TASK GOAL. Copy all lines in the data that contain the string "still".

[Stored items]
******************************
PR #543, opened 2025-08-01
Update Approval rules apis

seanyeh:
Changes:
* update to use the updated change gate apis
* adds tests
* small fixes to the read api

### DIFF
--- a/provider/pkg/pulumiapi/approvals.go
+++ b/provider/pkg/pulumiapi/approvals.go
@@ -24,10 +24,10 @@ import (
 // Because the API routes require envIdentifiers, I'm making these methods specific, but in the future
 // we might want to generalize them
 type ApprovalRuleClient interface {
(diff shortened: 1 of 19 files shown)


provider/pkg/pulumiapi/approvals.go
```diff
@@ -64,16 +64,21 @@ type EligibleApprover struct {
 
 type EligibleApproverOutput struct {
 	EligibilityType ApprovalRuleEligibilityType `json:"eligibilityType"`
-	TeamName        string                      `json:"teamName,omitempty"`
-	GithubLogin     string                      `json:"githubLogin,omitempty"`
+	TeamName        string                      `json:"name,omitempty"`
+	User            UserInfo                    `json:"user,omitempty"`
```
seanyeh, line 68: this fixes an issue with read because we didn't have the correct schema

PR #583, opened 2025-10-28
docs: adding default values to boolean inputs

### LINKED ISSUE #498: Docs: What is the default value for `pulumiservice.Stack.forceDestroy`?
Image

Yeah, I would probably assume it's `false`, but we should just write that down so that people don't have to run a live experiment to verify.

rshade:
Properties Documented ✅
1. Stack.forceDestroy (default: false)
 - Updated both properties and inputProperties sections
 - Enhanced description: "Defaults to false, which means the stack will not be deleted if it still contains resources."
2. AgentPool.forceDestroy (default: false)
 - Updated both properties and inputProperties sections
 - Enhanced description: "Defaults to false, which means the agent pool will not be deleted if stacks are still configured to use it."
3. OrgAccessToken.admin (default: false)
 - Updated both properties and inputProperties sections
 - Enhanced description: "Optional. True if this is an admin token. Defaults to false."
4. TtlSchedule.deleteAfterDestroy (default: false)
 - Updated both properties and inputProperties sections
 - Enhanced description: "Defaults to false, which means only the resources are destroyed but the stack itself remains."

Fixes #498

### DIFF
--- a/CHANGELOG.md
+++ b/CHANGELOG.md
@@ -4,8 +4,21 @@
 
 ### Improvements
 
+- Added comprehensive error handling and edge case tests for 6 high-priority resources [#578](https://github.com/pulumi/pulumi-pulumiservice/issues/578):
+  - AccessToken: 19 new test functions covering API errors, validation, and edge cases
+  - Stack: 26 new test functions covering create/delete errors, forceDestroy behavior, and special characters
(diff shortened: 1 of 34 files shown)


iwahbe (commented):
This PR seems to have combined default propagation fixes for `forceDestroy` (agent_pool & stack) and docs changes.

I think both are good, but the semantic changes need a test before merging.

PR #591, opened 2025-10-29
Extract the schema with `pulumi package get-schema`

iwahbe:
This breaks the cyclic build between `schema.json` and
`bin/pulumi-resource-pulumiservice`. This ensures that `schema.json` contains the same
result as a user running `pulumi package get-schema`.

This change is an extremely useful prerequisite to generating part of `schema.json`, as
would be involved in a partial conversion to a `pulumi-go-provider` based approach.

There should be no semantic changes in the contents of `schema.json`. `manual-schema.json`
is currently an exact copy of the old `schema.json`.


rshade (approved):
LGTM

Issue #288, opened 2024-05-23
MIgrate provider to updated go-provider-sdk 


IaroslavTitov:
## Issue details

Rebase https://github.com/pulumi/pulumi-pulumiservice/pull/258, merge it in to migrate PSP, Ian did most of the work here.

### Affected area/feature

Provider

Issue #587, opened 2025-10-28
Bug: StandardDiff detects false changes when properties are identical


rshade:
## Problem

The `StandardDiff()` utility function in `provider/pkg/util/diff.go` reports `DIFF_SOME` (changes detected) even when the old and new property values are completely identical.

## Impact

Resources using `StandardDiff()` report unnecessary updates, potentially causing:
- Unnecessary resource refreshes
- Confusing user experience ("no changes" shows as "changes detected")
- Possible unnecessary API calls

## Root Cause

Likely in `provider/pkg/util/diff.go` lines 9-24:
- The unmarshaling of `OldInputs` uses `SkipNulls: true`
- The unmarshaling of `News` uses `SkipNulls: true`
- The diff comparison may be incorrectly handling empty objects or default values

Possible causes:
1. Empty object handling (`{}` vs missing)
2. Null/undefined value differences
3. Array/slice comparison issues
4. Type conversion differences

## Expected Behavior

When `req.Olds` and `req.News` contain identical property values, the response should be:
- `Changes: pulumirpc.DiffResponse_DIFF_NONE` (value = 1)
- `DetailedDiff: {}` (empty map)

## Actual Behavior

Even with identical inputs, the response shows:
- `Changes: pulumirpc.DiffResponse_DIFF_SOME` (value = 2)
- `DetailedDiff: {...}` (contains spurious diffs)

## Test Case

`TestApprovalRule_Diff_NoChanges` in `provider/pkg/resources/approvalRule_test.go:870-901`:
- Sets both Olds and News to the same structpb.Struct
- Expected: `Changes == DIFF_NONE` (1)
- Actual: `Changes == DIFF_SOME` (2)

## Steps to Reproduce

```bash
cd provider/pkg
go test -v ./resources/ -run TestApprovalRule_Diff_NoChanges
```

## Suggested Investigation

1. Add debug logging in StandardDiff to see what `diffs` contains
2. Check if `olds.Diff(news)` correctly handles empty nested objects
3. Verify MarshalOptions consistency
4. Test with simple flat properties vs nested objects

## Files Affected

- `provider/pkg/util/diff.go` (lines 8-49)
- All resources using `StandardDiff()`

## Related

Discovered by unit tests added in #574

Issue #586, opened 2025-10-28
Bug: StandardDiff doesn't populate Replaces array from DetailedDiff


rshade:
## Problem

The `StandardDiff()` utility function in `provider/pkg/util/diff.go` populates the `DetailedDiff` map with replacement properties but does not extract those properties into the `Replaces[]` array.

This causes the `DiffResponse.Replaces` field to always be empty/nil, even when properties are marked as replacements.

## Impact

Resources using `StandardDiff()` (like ApprovalRule, TemplateSource, OidcIssuer, etc.) don't correctly report which property changes require resource replacement.

## Root Cause

In `provider/pkg/util/diff.go` lines 26-38:
- Properties in `replaceProperties` map are marked with `.AsReplace()` in DetailedDiff
- But these properties are never extracted back into the `Replaces[]` array

## Expected Behavior

When a property is marked as a replacement in `replaceProperties`, it should appear in both:
1. `DetailedDiff` (currently working) 
2. `Replaces[]` array (currently missing)

## Actual Behavior

`Replaces[]` is always empty, regardless of replacement properties.

## Test Case

`TestApprovalRule_Diff_EnvironmentChange` in `provider/pkg/resources/approvalRule_test.go:770-819` expects `Replaces` to contain `"environmentIdentifier.organization"` but receives empty array.

## Proposed Fix

After line 38 in `diff.go`, extract replacement properties:

```go
replaces := []string{}
for k, v := range dd {
    if v.Kind.IsReplace() {
        replaces = append(replaces, k)
    }
}
```

Then add to return statement:
```go
return &pulumirpc.DiffResponse{
    Changes:         changes,
    Replaces:        replaces,  // Add this
    DetailedDiff:    detailedDiffs,
    HasDetailedDiff: true,
}, nil
```

## Files Affected

- `provider/pkg/util/diff.go` (lines 8-49)
- All resources using `StandardDiff()`: ApprovalRule, TemplateSource, OidcIssuer, EnvironmentVersionTag, DeploymentSchedule

## Related

Discovered by unit tests added in #574

PR #593, opened 2025-10-29
Convert `pulumiservice:index:Team` to be `infer` based

iwahbe:
#### `pulumiservice:index:Team`

This PR converts `pulumiservice:index:Team` into a [pulumi-go-provider](https://github.com/pulumi/pulumi-go-provider) [infer](https://github.com/pulumi/pulumi-go-provider/tree/main/infer#infer) based resource. Visible behavior should not change for the provider.

#### `infer`

This PR spearheads how new resources built with `infer` can be added to the provider. Using `infer` would prevent bugs like https://github.com/pulumi/pulumi-pulumiservice/issues/594, https://github.com/pulumi/pulumi-pulumiservice/issues/587 and https://github.com/pulumi/pulumi-pulumiservice/issues/586, in addition to lessening the work required to add or update new resources: default implementations of Diff and an automatically generated schema entry.

#### Migrating old resources & functions

There is no need to migrate old resources or functions. They will continue to work as they have in the past. New resources should be added using `infer`.

---

Needed before merging:
- [x] Unskip the unit test, adjusting it to work with the new client injection mechanism.
  - This will require allowing the client to be mocked, then injected.
- [x] Audit how we treat `*string` in inputs to make sure we are not introducing an accidental nil pointer panic with this change.
- [x] Decide and document the DiffConfig semantics. I'm thinking something like in-place update for PULUMI_ACCESS_TOKEN and probably cascading replace for PULUMI_BACKEND_URL.
- [x] Target a release version of `pulumi-go-provider`.

Fixes https://github.com/pulumi/pulumi-pulumiservice/issues/288


sdk/python/pulumi_pulumiservice/team.py
```diff
@@ -212,6 +212,8 @@ def _internal_init(__self__,
             if team_type is None and not opts.urn:
                 raise TypeError("Missing required property 'team_type'")
             __props__.__dict__["team_type"] = team_type
+        replace_on_changes = pulumi.ResourceOptions(replace_on_changes=["name", "organizationName", "teamType"])
```
jdavredbeard: aha! provider struct tag at work

jdavredbeard: no other changes to the sdk, nice

PR #604, opened 2025-11-13
Add review guidelines for sdk.instructions.md

rshade:
Clarify review instructions for SDK files.


iwahbe (commented):
Is there some standard for `.github/sdk.instructions.md`? If so, can you link it?

It's not obvious why this is the best way to describe the `sdk` folder otherwise.

rshade:
> Is there some standard for `.github/sdk.instructions.md`? If so, can you link it?
> 
> It's not obvious why this is the best way to describe the `sdk` folder otherwise.

Not really, I wish we had one. We really just need copilot to ignore the whole thing unless the schema changes, but maybe people will just know that the unclean checkout means run `make build_sdks`, and we can just do #4 on here: https://docs.github.com/en/copilot/how-tos/configure-custom-instructions/add-repository-instructions#creating-path-specific-custom-instructions-2, what do you think

PR #629, opened 2025-12-24
Add support for InsightsAccount resources in policy groups. Fix diff …

fallimic:
- Adds a new "accounts" field to policy groups to support linking InsightsAccount resources
- Updates PolicyGroup to use batch api for updates
- Fixes various issues with refresh/diff false positives

### DIFF
--- a/provider/pkg/resources/policy_group_test.go
+++ b/provider/pkg/resources/policy_group_test.go
@@ -16,6 +16,7 @@ package resources
 
 import (
 	"context"
+	"fmt"
 	"testing"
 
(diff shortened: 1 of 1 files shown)


jdavredbeard:
looks good, what makes the batch update api more efficient?

fallimic:
> looks good, what makes the batch update api more efficient?

Just the fact that we can make a single API call for all updates instead of making an API call for each update. It also helps keep the update atomic so we don't have partial failures where some of the updates could succeed and others fail.

Issue #552, opened 2025-10-03
[RBAC] Role resource


jdavredbeard:
## Hello!

- Vote on this issue by adding a 👍 reaction
- If you want to implement this feature, comment to let us know (we'll work with you on design, scheduling, etc.)

## Issue details
Roles should be modeled as resources

PR #664, opened 2026-02-09
Add roleID to OIDC Issuer policies

altanozlu:
Pulumi IAM supports custom roles for OIDC's organizational policies, which can be created through the UI, but the provider doesn't support them yet. This PR aims to resolve that. 
Since #552 isn't completed yet, roles must already be created outside of this provider.


altanozlu:
@iwahbe can you check again ?

iwahbe:
The PR looks reasonable to me.

iwahbe (approved):

PR #668, opened 2026-02-24
[deployments] add executorRootPath setting

rgharris:
Closes https://github.com/pulumi/pulumi-service/issues/38270

Note: API support for this is going out in the next prod service deployment


rshade (approved):
LGTM -> Very cool addition

provider/pkg/pulumiapi/deployment_settings.go
```diff
@@ -26,13 +26,18 @@ type DeploymentSettingsClient interface {
...
+	OperationContext *OperationContext    `json:"operationContext,omitempty"`
+	GitHub           *GitHubConfiguration `json:"gitHub,omitempty"`
+	SourceContext    *SourceContext       `json:"sourceContext,omitempty"`
+	ExecutorContext  *ExecutorContext     `json:"executorContext,omitempty"`
+	AgentPoolID      string               `json:"agentPoolId,omitempty"`
+	Source           *string              `json:"source,omitempty"`
+	CacheOptions     *CacheOptions        `json:"cacheOptions,omitempty"`
+}
+
+type ExecutorContext struct {
```
seanyeh: asking as i'm not very familiar - I see that the apitype version has a WorkingDirectory. how does that differ from ExecutorRootPath? it does seem weird we have two different `ExecutorContext` structs

seanyeh (approved):

PR #671, opened 2026-03-02
[VCS] Add VCS support to DeploymentSettings

lukebward:
- Added vcs property to DeploymentSettings for polymorphic VCS configuration (Azure DevOps and GitHub), which is the correct way to reference an existing integration
  - Added YAML example for DeploymentSettings VCS configuration
  - Added utility functions for handling secret/non-secret string values

  Test plan

  - Provider builds successfully
  - Provider unit tests pass (go test -short ./...)
  - Linting passes
  - SDKs regenerated without AzureDevOpsIntegration
  - CI runs full test suite
  - TestYamlDeploymentSettingsVcsExample passes against a configured ADO environment (manual, requires OAuth setup)

### DIFF
--- a/provider/pkg/provider/manual-schema.json
+++ b/provider/pkg/provider/manual-schema.json
@@ -378,6 +378,10 @@
             {
               "value": "github",
               "name": "GitHub"
+            },
+            {
+              "value": "gitlab",
+              "name": "GitLab"
             }
           ]
         },


provider/pkg/pulumiapi/deployment_settings.go
fallimic: Is there a way to mark this as deprecated in the manual-schema.json?

examples/examples_yaml_test.go
```diff
@@ -474,6 +474,10 @@ func TestYamlInsightsAccountExample(t *testing.T) {
 	runPulumiTest(t, test)
 }
 
+func TestYamlDeploymentSettingsVcsExample(t *testing.T) {
+	t.Skip("requires an existing Azure DevOps integration; run manually against a configured environment")
```
fallimic: Can we set up an integration on the test account that we use in ci? I think it's the staging moolumi org?

provider/pkg/provider/manual-schema.json
```diff
@@ -364,6 +364,57 @@
       },
       "type": "object"
     },
+    "pulumiservice:index:DeploymentSettingsVcs": {
+      "description": "VCS settings for the deployment, supporting multiple VCS providers.",
+      "properties": {
+        "provider": {
+          "type": "string",
+          "description": "The VCS provider type.",
+          "enum": [
```
fallimic: Should we add gitlab as well given the imminent support?

PR #673, opened 2026-03-06
Fix Environment resource spurious replace on upgrade from pre-0.25.0

borisschlosser:
## Summary

Fixes a bug where upgrading the Pulumi Service Provider from pre-0.25.0 to 0.25.0+ causes **all existing Environment resources to be spuriously replaced** (deleted and recreated).

### Root Cause

Version 0.25.0 introduced the `project` input property to the Environment resource (defaulting to `"default"`). When performing a diff, old state from pre-0.25.0 lacks the `project` field entirely. The Diff method compares `nil` vs `"default"`, producing a diff on `project` — which is a replace-triggering property — and forces a delete-and-recreate of every Environment resource.

### Fix

**Backfill missing `project` in old inputs**: When old inputs (from pre-0.25.0 state) don't have a `project` field, we inject `project: "default"` before computing the diff. This eliminates the false diff that was causing the spurious replace.

### Test coverage

Added `TestEnvironmentDiff` with two sub-tests:
- **No spurious replace on upgrade**: Verifies that old inputs without `project` + new inputs with `project: "default"` produces `DIFF_NONE`
- **Replace when project actually changes**: Verifies that a genuine project change (`proj-a` → `proj-b`) still triggers a replace

## Test plan

- [x] `TestEnvironmentDiff/No_spurious_replace_when_upgrading_from_pre-0.25.0_state_without_project` — passes
- [x] `TestEnvironmentDiff/Replace_when_project_actually_changes` — passes
- [x] All existing `TestEnvironment` and `TestEnvironmentCheck` tests — pass
- [x] Manual verification: with old state lacking `project`, `pulumi preview` should show no replace

### DIFF
--- a/provider/pkg/resources/environment.go
+++ b/provider/pkg/resources/environment.go
@@ -103,7 +103,7 @@ func getBytesFromAsset(asset *asset.Asset) ([]byte, error) {
 func (st *PulumiServiceEnvironmentResource) Diff(req *pulumirpc.DiffRequest) (*pulumirpc.DiffResponse, error) {
 	olds, err := plugin.UnmarshalProperties(
 		req.GetOldInputs(),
******************************
RESPONSE.
 - Enhanced description: "Defaults to false, which means the stack will not be deleted if it still contains resources."
 - Enhanced description: "Defaults to false, which means the agent pool will not be deleted if stacks are still configured to use it."
- **Replace when project actually changes**: Verifies that a genuine project change (`proj-a` → `proj-b`) still triggers a replace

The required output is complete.